Засахаренные груши тают во рту. Я постигаю всю правоту пословицы, что нет повара лучше, чем голод.

Шестидюймовая банка пуста и в это время майор начинает подозрительно шевелиться, запихивает в карман красный платок. Теперь очередь за нами клевать носом...

...Вечереет. Летим совсем низко. Под крылом уже давно поля и перелески России. Всё серо-желто. К земле приникли деревушки.

— Смоленск миновали, — говорит кто-то. — Скоро Вязьма.

— Коля, — бормочет совершенно раскисшая генеральша, — что же это, а? Когда же конец?

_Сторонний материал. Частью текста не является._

PR #7193, opened 2021-07-02
Split RHEL 7 CIS profile - section 5

vojtapolasek:
#### Description:

- update the policy file
- add or correct cis references in rule.yml files

#### Rationale:

CIS split effort


yuumasato (changes requested):
Made some general comments.
The only change I see as essential is the `pam_unix.so` with `remember`.

controls/cis_rhel7.yml
```diff
@@ -1543,3 +1543,483 @@ controls:
...
+    - set_password_hashing_algorithm_systemauth
+
+  - id: 5.4.4
+    title: Ensure password reuse is limited (Automated)
+    levels:
+    - l1_server
+    - l1_workstation
+    automated: yes
+    notes: |-
+      Usage of pam_unix.so module is not deprecated and is not supported by this policy interpretation.
```
yuumasato, line 1920: I think you meant that use of pam_unix.so with remember is deprecated.

yuumasato (commented):
LGTM
@vojtapolasek please rebase and fix the conflicts, :)

vojtapolasek:
Thank you for the review. I think we do not have rule for checking of SSH exchange key algorithms as you suggested in one of your comments.

yuumasato (approved):

PR #7810, opened 2021-11-01
Improve combine_remediations.py

jan-cerny:
#### Description:

The script combine_remediations.py will be executed only once for each product instead of executing it for each remediation type. The script is now iterating directly over compiled rules. As a result, each compiled rule will be loaded and processed only once.

For more details please read the commit message of every commit.

#### Rationale:

Tries to simplify the build process, reduces the amount of CMake targets.

Possibly should speed up the build, but I haven't measured the time yet.


cmake/SSGCommon.cmake
```diff
@@ -255,6 +261,7 @@ endmacro()
 macro(ssg_build_remediations PRODUCT)
     message(STATUS "Scanning for dependencies of ${PRODUCT} fixes (bash, ansible, puppet, anaconda, ignition, kubernetes and blueprint)...")
 
+    _ssg_combine_remediations(${PRODUCT} "${PRODUCT_REMEDIATION_LANGUAGES}")
     _ssg_build_remediations_for_language(${PRODUCT} "${PRODUCT_REMEDIATION_LANGUAGES}")
```
yuumasato, line 265: The names of `_ssg_combine_remediations` and `combine_remdiations.py` mislead me a bit.
AFAIU the macro and script are selecting or filtering the appropriate remediations.

Same for `_ssg_build_remediations_for_language`, I think this the macro that is actually combining the fixes into a `${LANGUAGE}-fixes.xml`.

jan-cerny:
rebased && renamed cmake targets and script combine_remediations.py

yuumasato (changes requested):
Looks great to me, thank you for the great commit messages.

> Possibly should speed up the build, but I haven't measured the time yet.

It seems to have improved by almost a minute, from 7m20s to 6m35s.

Рядом со мной садится бортмеханик в грязном комбинезоне. У него круглое, простое, немудрящее и очень симпатичное русское лицо. Минуту мне кажется, что он жалостливо косится на меня. В самолете мрачное подавленное настроение.

В полутьме видением возникают коробки домов. Мигают огни. Вот она, Москва, которую я покинул 21 год тому назад!

Посадка. Поднимается суетня.

— Таможенный осмотр, — раздается властный голос.

— Нам не страшен серый волк, серый волк, серый волк! — скрипучим басом запевает кто-то.

Подъезжает платформа и начинается выгрузка багажа. Снуют таможенные чиновники в черной форме с петлицами. Мой майор с зеленым лицом очнулся, делает в мою сторону величественный жест рукой:

— Вы сидите здесь, сейчас подадут!

Я прекрасно понимаю, что подадут, и спокойно сижу. Теперь в самолете остались только я, заспанный майор, лейтенант и конвойный. На аэродроме гудят моторы. Невдалеке двумя рядами стоят военные истребители, покрытые снегом. Стучит мотор, к самолету вплотную подходит машина.

Я вылезаю. В трех метрах стоит «черный ворон», очень небольшой и безобидный. Двери открыты. Меня сажают в маленькую клетку.

— Георгий! — окликает меня снаружи лейтенант. — Как, не за мерз? Ножки-то ничего? Сейчас тепло будет.

— Чтоб уж только не слишком тепло, — думаю про себя. Снаружи в дверь стучит подвыпивший майор.

— Георгий! Пультик, котик, велосипед, сапог, — пьяным голосом произносит он любезности.

 

- 27 -

Машина тронулась. Визжат тормоза, много заворотов. Но вот и приехали. Гулко гремят засовы. Еще грохот железа где-то в глубине. Ага, двое ворот. Наконец глохнет мотор. Слышу приглушенный разговор. Открывают дверь.

— Выходите!

От свежего морозного воздуха кружится голова, подгибаются колени. Двое чинов поддерживают меня под руки.

Я — в огромном и совершенно пустом колодце двора. Напротив — запертые ворота из стальных брусьев. Часть окон десятиэтажной громады освещена. Видны молочно-белые шары электрических ламп. Я решаю, что это может быть только Лубянка.